2-4. MRI-targeted biopsy technique
Prostate biopsies were performed after periprostatic nerve blocks had been administered using Chiba needles. Initially, four MRI-targeted cores biopsies for each targeted lesion were performed, followed by 12-core biopsies. MRI/TRUS fusion targeted biopsies were performed with an MRI/TRUS-fusion-targeted-biopsy protocol using the bk3000 ultrasound system, which involves the use of a side-fire ultrasound probe (BK Medical, Peabody, MA, USA) and an image-based fusion system (BioJet; GeoScan, Lakewood Ranch, FL, USA). All prostate biopsies were performed by an experienced urologist using an 18-gauge, 20-cm disposable core biopsy instrument (Max-Core™; BD, BD Headquarters, NJ, USA).

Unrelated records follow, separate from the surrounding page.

PR #1206, opened 2026-06-27
In-Mem 2.0

### LINKED ISSUE #712: Move in-mem provider from inside diskann-providers to its own crate
In-memory providers are in `diskann-providers/src/model/graph/provider/async_/inmem`. Move them up to `diskann-inmem` crate.

Move traits and utilities in `diskann-providers/src/model/graph/provider/async_/common.rs` that are used solely by the in-mem providers to the inmem crate.

If you encounter further Rust orphan rule violations, list all the violations.

hildebrandmw:
Introduce a second in-memory provider with the intention of replacing the current provider.

# Why
The [RFC](https://github.com/microsoft/DiskANN/blob/9d5f1435fd3a327a8fc2cdf7f96d0ffeb164fa1b/rfcs/01206-inmem2.md) outlines much of the motivation. In short, the goal here is to:

* Make the provider safe under concurrent inserts/search/deletes.
* Support proper external/internal ID translation.
* Improve test coverage
* Do so with minimal performance overhead.

The concurrency argument comes from the epoch-based-reclamation (EBR) protection scheme for internal slots. See the RFC for more details.

# Known Follow-up Items
- Perf Parity: This generally has pretty good performance, but could use a little more tuning to bring it fully on-par with our current inmem index.
- Quantization: This initial prototype is lacking quantization support. Adding quantization is relatively straightforward in the primary `Store`, but will need some thought on how to add the reranking layer. This shouldn't be an architectural blocker, though.
- Hybrid PQ: A larger open question is how to support the `max_fp_vecs` feature of our current PQ implementation, which reads some full-precision and some quantized vectors during prune. Like with quantization in general, I think this is not a fundamental issue.
- Support for non-uniform sized items in slots: For this, I'm mainly thinking of multi-vectors where the number of vectors within each multi-vector can vary. In the context of multi-vectors, fast element access is less important than for traditional vectors as distance computations take considerably longer.

# Suggested Reviewing Order

The majority of this PR is in a new `diskann-inmem` crate. To facilitate testing, this crate has an "integration-test" feature, which enables the code in `diskann-inmem/src/integration`. This code is an unstable public reexport of internal types meant only for consumption in the `diskann-inmem/integration` integration test binary.

The integration test binary is powered by `diskann-benchmark-runner`.

### Independent Low-Level Utilities
* `num.rs`: Strong type utilities for byte and alignment representations.
* `buffer.rs`: A miri-compliant version of [`AlignedMemoryVectorStore`](https://github.com/microsoft/DiskANN/blob/b17240a610ba51aeb2b8bbfebab98d0c8240e12d/diskann-providers/src/model/graph/provider/async_/common.rs#L89-L95). This type allows vectors/neighbors to be stored in a single larger allocation. The use of `RawSlice` allows slots within the `Buffer` to be inspected and manipulated without forcing reference materialization (which is important to prevent aliasing).
* `neighbors.rs`: The new version of [`SimpleNeighborVectorProviderAsync`](https://github.com/microsoft/DiskANN/blob/main/diskann-providers/src/model/graph/provider/async_/simple_neighbor_provider.rs#L18-L26). This reuses the sharded-lock idea, but provides additional utility, including the ability to perform read-modify-write operations on adjacency lists.
* `counters.rs`: Event counters. When the "integration-test" feature is not enabled, counters become a no-op. These are enabled for testing to monitor changes.
* `sharded.rs`: An external-to-internal ID translation utility. The main trick with this struct is to provide utilities like `Sharded::occupied_entry`, which locks and returns an `external/internal` mapping. The proxy `Entry` struct is important as it verifies that such a mapping exists and provides an infallible way of deleting the mapping. This is chained with higher level operations (e.g. `Provider::delete`) to delete both the ID-mapping and the internal data-slot in lock-step.

### Concurrency Protocol
The concurrency protocol is built upon three main layers:
* `tag.rs`: An atomic slot tag for controlling access to data.
* `epoch.rs`: The central registry where readers register and deregister. This is the crux of this PR and probably the most important file.
* `store.rs`: A binary blob store built on top of `epoch.rs` to provide the safe concurrent store for data. This provides the following operations:
  - Storage of binary data in "slots".
  - Reading of data in slots (provided by `Reader`).
  - Tracking on the valid/invalid state slots.
  - Finding available slots into which new data can be inserted.
  - Safe retirement of slots and eventual reclamation.

The `Store` in `store.rs` has some help from `freelist.rs` to accelerate locating available slots internally.

**Testing**: `epoch.rs` has unit tests with injectable delays to set up known pathological orderings. The sequencing is helped by `test/sequencer.rs`. In addition, `test/epoch.rs` includes a direct stress test for the `Registry`. This is particularly helpful when run under Miri, which has the ability to detect some race conditions.

A larger concurrency stress test lives in the integration-test binary. This directly tests `store.rs` by spinning up readers, writers, and retirers and hammers a single `Store`. Data is read and written into the store in a knowable pattern, allowing readers to detect torn reads, implying a race condition. For this PR, I ran the following stress test file
```json
{
  "search_directories": [
  ],
  "output_directory": null,
  "jobs": [
    {
      "type": "store-stress",
      "content": {
        "capacity": 8192,
        "duration_secs": 600,
        "entry_bytes": 256,
        "epoch_guard_slots": 256,
        "freelist_recycle_capacity": 1024,
        "low_watermark": 4096,
        "max_ops": 50000000000,
        "readers": 32,
        "retirers": 16,
        "seed": 11935966405698895599,
        "writers": 32
      }
    }
  ]
}
```
with the command
```
cargo run --package diskann-inmem \
  --bin integration-test \
  --features integration-test \
  --release -- \
   run --input-file stress.json --output-file temp.json
```
The generated output was
```
readers:       32
writers:       32
retirers:      16
capacity:      8192
entry_bytes:   256
low_watermark: 4096
duration_secs: 600
max_ops:       50000000000
seed:          11935966405698895599
elapsed_secs:  600.001182962
reads:         110206469888
acquires_ok:   248086767
acquires_fail: 619145
retires_ok:    248082573
retires_fail:  243312644
reclaims:      108847566
transitions:   42006520
peak_live:     8131
```
While not a proof of correctness, this is a pretty decent stress test.

### Providers
The implementation of the data provider is split into two logical pieces. The first lives in `layers/` and is focused on computing distances. With this approach, I am trying to avoid the need to replicate `Accessor`s and `Strategy`s for each future quantization type. `layers/full.rs` is the full-precision implementation. One thing to note is the use of the `FullPrecision` marker trait from which the implementations of the whole `layers` API is derived for `layers::Full`. This allows users to include just a `T: FullPrecision` trait bound and **really** simplifies the generics upstream.

Within `provider.rs` - my goal here is to minimize the use of generics as much as possible. In particular for search, I use a trait object for `ExpandBeam`. When coupled with the `layers::QueryDistance` API, we can create implementations where the distance function is inlined *and* the number of prefetch instructions can be tailored to the data length. Fully optimizing this is still a work-in-progress.

Another thing to call out in `provider.rs` is the care needed for data insertion and deletion. Since external/internal ID translation is supported, we need to ensure that the translation table stays in-sync with the internal store. On insert, if we allocate an internal slot only to find the external ID already exists, we need to abort the operation rather than publish the internal slot. Similarly on delete, we first need to establish if the external/internal ID mapping exists. If so, then we can try to retire the slot. If slot retiring fails (it shouldn't, but bugs can happen) - we need to not commit the ID mapping deletion and instead return an error.

#### Testing
Like the concurrency stress tests, testing uses the `integration-test` binary. Here, the 10k YFCC dataset is used for non-trivial runs. Using the A/B functionality in `diskann-benchmark-runner`, we can compare against checked-in baselines. This allows us to capture rich metrics for recall, number of operations, etc. and update easily. The main logic for checking and reporting baseline mismatches is in `integration/support/check.rs`. The goal is to summarize all such mismatches for presentation to provide the highest signal possible.

## `diskann-benchmark`

Integration into the benchmarks is straightforward. I elected to put everything in a single file to minimize disruption. I'm trying an approach of using `diskann_benchmark_runner::Input::from_raw` to separate out the deserialization types from the actual inputs, allowing richer types (e.g., a full `diskann_benchmark_core::streaming::bigann::RunBook`) to be loaded.

Also note how relatively simple the streaming benchmark integration is. Since the new inmem provider supports ID translation and internal slot allocation, it does not need the same level of hand-holding that the current inmem provider needs.


Cargo.toml
```diff
@@ -24,7 +24,7 @@ members = [
     "diskann-benchmark",
     "diskann-tools",
     "vectorset",
-    "diskann-bftree",
+    "diskann-bftree", "diskann-inmem",
```
JordanMaples:
```suggestion
    "diskann-bftree", 
    "diskann-inmem",
```

hildebrandmw: Thanks!

diskann-inmem/src/tag.rs
```diff
@@ -0,0 +1,328 @@
...
+#[repr(transparent)]
+pub(crate) struct Tag(u8);
+
+impl Tag {
+    //-------------//
+    // High Values //
+    //-------------//
+
+    /// The slot is permanently readable and never mutated again. See [`Tag`].
+    pub(crate) const FROZEN: Self = Self::new(u8::MAX);
```
magdalendobson, line 89: What is `FROZEN` for? Why would we want to use it?

diskann-inmem/src/store.rs
```diff
@@ -0,0 +1,963 @@
...
+
+    // The unpadded size of each row in `buffer`. This includes both the data **and** the
+    // 1-byte tag. Tags are located at byte `unpadded - 1`.
+    unpadded: Bytes,
+
+    // The number of unfrozen points. This is guaranteed to be less than `buffer`.
+    unfrozen: usize,
+
+    // The authoritative source of truth for the state of each slot.
+    tags: Vec<AtomicTag>,
```
magdalendobson, line 150: What would go wrong if I only ever used/updated the inline tags?

diskann-inmem/src/epoch.rs
```diff
@@ -0,0 +1,847 @@
...
+    queue(epoch.wrapping_sub(2))
+}
+
+impl Registry {
+    /// Construct a new [`Registry`] with the default number of guard slots (256).
+    pub(crate) fn new() -> Self {
+        Self::with_capacity(CAPACITY)
+    }
+
+    /// Construct a new [`Registry`] with `capacity` guard slots.
```
magdalendobson, line 129: Does 256 guard slots mean that with default capacity we're effectively limited to 256 threads? If so this is a pretty subtle limitation and might trip people up if they are trying out DiskANN on a large machine. Would there be a downside to making the default capacity slightly larger, maybe 512?

diskann-inmem/src/store.rs
```diff
@@ -0,0 +1,963 @@
...
+        )]
+        let padded_bytes = unpadded
+            .checked_next_multiple_of(Bytes::CACHELINE.div(TWO))
+            .expect("unreachabel because `init` cannot exceed `isize::MAX` bytes");
+
+        let too_many_entries = || StoreError::too_many_entries(entries, init.nrows());
+
+        // We have a hard upper-bound of `u32::MAX` total slots.
+        //
+        // Thiis enforces that bound.
```
magdalendobson: Typo :)

diskann-inmem/src/store.rs
```diff
@@ -0,0 +1,963 @@
...
+            clippy::expect_used,
+            reason = "we expect `init` to have at least one row, so this should never happen"
+        )]
+        let padded_bytes = unpadded
+            .checked_next_multiple_of(Bytes::CACHELINE.div(TWO))
+            .expect("unreachabel because `init` cannot exceed `isize::MAX` bytes");
+
+        let too_many_entries = || StoreError::too_many_entries(entries, init.nrows());
+
+        // We have a hard upper-bound of `u32::MAX` total slots.
```
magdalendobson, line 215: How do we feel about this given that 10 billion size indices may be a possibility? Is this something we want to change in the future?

2-5. Ultrasound image analysis
Ultrasound images of target lesions observed on MRI were stored concomitantly using a picture archiving and communication system (PACS) (GE Healthcare, Barrington, IL, USA). We analyzed the grayscale version of the images using a red/green/blue (RGB) scoring method through a function embedded in the PACS. An average RGB value was obtained from scores at three other randomized points in the most identical slice. Grayscale values were replaced with RGB values on a pixel-by-pixel basis (Y=0.2126*R + 0.7152*G + 0.0722*B) [11]. Two investigators measured the average of three points, and we confirmed there were no differences in grayscale through paired sample t-tests.
2-6. Study objectives
Our primary objective was to investigate the efficacy of imaging analysis by quantifying hypoechoic lesions in MRI-target lesions, demonstrating its diagnostic accuracy, and specifying the quantitation range of hypoechoic lesions for the prediction of PCa and csPC. Our secondary objective was to identify the grayscale range for improving the prediction of PCa and csPC in addition to PI-RADS.
2-7. Statistical analysis
Continuous variables are expressed as medians (interquartile range) or mean ± standard deviation, and categorical variables as number of occurrences and frequency. Pearson’s χ2 test was used for statistical comparisons of continuous and categorical variables. Univariable and multivariable logistic regressions were used. Receiver operating characteristic (ROC) curves and areas under the ROC curves (AUCs) were used to evaluate the performance of standard clinical parameters (including age, previous prostate biopsy history, PSA level, PV, and PI-RADS score) versus the grayscale values in addition to standard clinical parameters for the diagnosis for PCa and csPC (defined as PCa of Gleason grade group ≥2) for target lesions. Pairwise comparisons of ROC curves were conducted to compare the predictive performance of individual and combined parameters. The cut-off value was assessed from the AUCs. These optimal cut-off values were based on predefined values and an analysis performed using the Youden index (sensitivity + specificity – 1). All statistical comparisons were conducted with IBM® SPSS® Statistics 25 (IBM, Armonk, NY, USA) and MedCalc version 11.6 (MedCalc Software Ltd, Acacialaan, Ostend, Belgium). For differences, p<0.05 was considered statistically significant.